国民健康保険と市県民税の分納の際、納付誓約書を提出しなければいけない場合があります。必ず分納を履行しますと言う誓いですね。

自治体よって多少は違いますが、

注意事項というのがあります。

納付誓約書について

  1. 督促状本来の納期限経過後の未納保険料については督促状が届く
  2. 延滞金本来の納期限から、完納になるまでの日数に応じて延滞金がかかる
  3. 催告書分納を履行していても未納保険料の全額を記載した催告書が届く場合がある
  4. 滞納処分分納を履行していても、財産を調査することがある。財産が見つかった場合は滞納処分になることがある。(財産があるのにかかわらず、嘘の申告をして、納付を後回しにする人がいるかもしれないので、市民の平等性を保つためにも調査をする場合があります。

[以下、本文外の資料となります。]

PR #807, opened 2025-03-25
Define `-DCUB_DISABLE_NAMESPACE_MAGIC` and `-DCUB_IGNORE_NAMESPACE_MAGIC_ERROR` in `rapids_cpm_cccl`

trxcllnt:
## Description
Adds additional definitions to also disable CUB's arch-dependent namespaces

## Checklist

### DIFF
--- a/rapids-cmake/cpm/cccl.cmake
+++ b/rapids-cmake/cpm/cccl.cmake
@@ -159,10 +159,14 @@ function(rapids_cpm_cccl)
   if(TARGET CCCL::CCCL)
     # Can be removed once we move to CCCL 2.3
     #
+    target_compile_definitions(CCCL::CCCL INTERFACE CUB_DISABLE_NAMESPACE_MAGIC)
+    target_compile_definitions(CCCL::CCCL INTERFACE CUB_IGNORE_NAMESPACE_MAGIC_ERROR)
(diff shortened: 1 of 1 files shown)


robertmaynard (commented):
I believe that this is fine given the fact that we already pass  `THRUST_DISABLE_ABI_NAMESPACE` and have no impact

robertmaynard:
@miscco For heads up as he is looking at these namespaces defines from the CCCL side.

IIRC @trxcllnt wants this so that we get more cache hits on our CCCL/RAPIDS builds

rapids-cmake/cpm/cccl.cmake
```diff
@@ -159,10 +159,14 @@ function(rapids_cpm_cccl)
   if(TARGET CCCL::CCCL)
     # Can be removed once we move to CCCL 2.3
```
bdice, line 160: This comment seems outdated. @trxcllnt Should it be removed?

trxcllnt: I don't know

robertmaynard: The comment is old and should be removed, the code not so much

trxcllnt:
@bdice @robertmaynard can we merge this?

robertmaynard (approved):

)

こう書いてみると分納するのは怖いなと思われるかもしれませんが、財産がないと差し押さえすることができません。

かといって、放置するのではなく、きちんと納付は履行してくださいね。

ずっと放置をしていると、就職した会社に直接確認が入ったり(給与差し押さえ)、生命保険の解約や不動産の差し押さえって言う事になりかねません。(実際、あります。)

もし分納が守れそうにないようであれば、必ず市役所のほうに電話をしてもう一度納付相談を受けてください。

督促状の意味

地方税法で納期を過ぎても未納付の対象者に1ヶ月以内に発送しないといけないと決められています。督促状は期別ごとに1回しか発布されません。ハガキで届くことが多いです。

分納中なのに督促状が届いて、

督促状を発布してからしてから10日を過ぎた時点でも納付がないと差し押さえします。

と言うような文書が書いてあった。なぜだとびっくりする人もいますが、文書も法律で決められているので、突然送られてきてもびっくりしないでくださいね。

督促状の意味

納付催告

時効の延長

督促状発布日+10日過ぎの時点まで時効が延長されます。

時効は

国民健康保険保険においては2年

市県民税においては5年です

法的効力の発生

督促状を発布してから10日を過ぎた時点で、市が不履行者の許可を得ずに差し押さえすることが可能になります。

つまりいつでも滞納処分ができる状態になるということです。

ただ、督促状が送られてきたからといってすぐに滞納処分になるわけではないのでそれは安心してください。

退職した感想

会社を退職したら、どばっと税金が押し寄せてきますが、あせらず減免制度や分納制度を利用して、計画的に税金を納めて行くことをおすすめします。

本当に、結構色々大変だなというのが退職してからの気持ちですね。ストレスはフリーになったのですが、お金の面で結構大変だなと思いました。

まあ、退職をすると避けられない道なので、頑張っていきましょうね。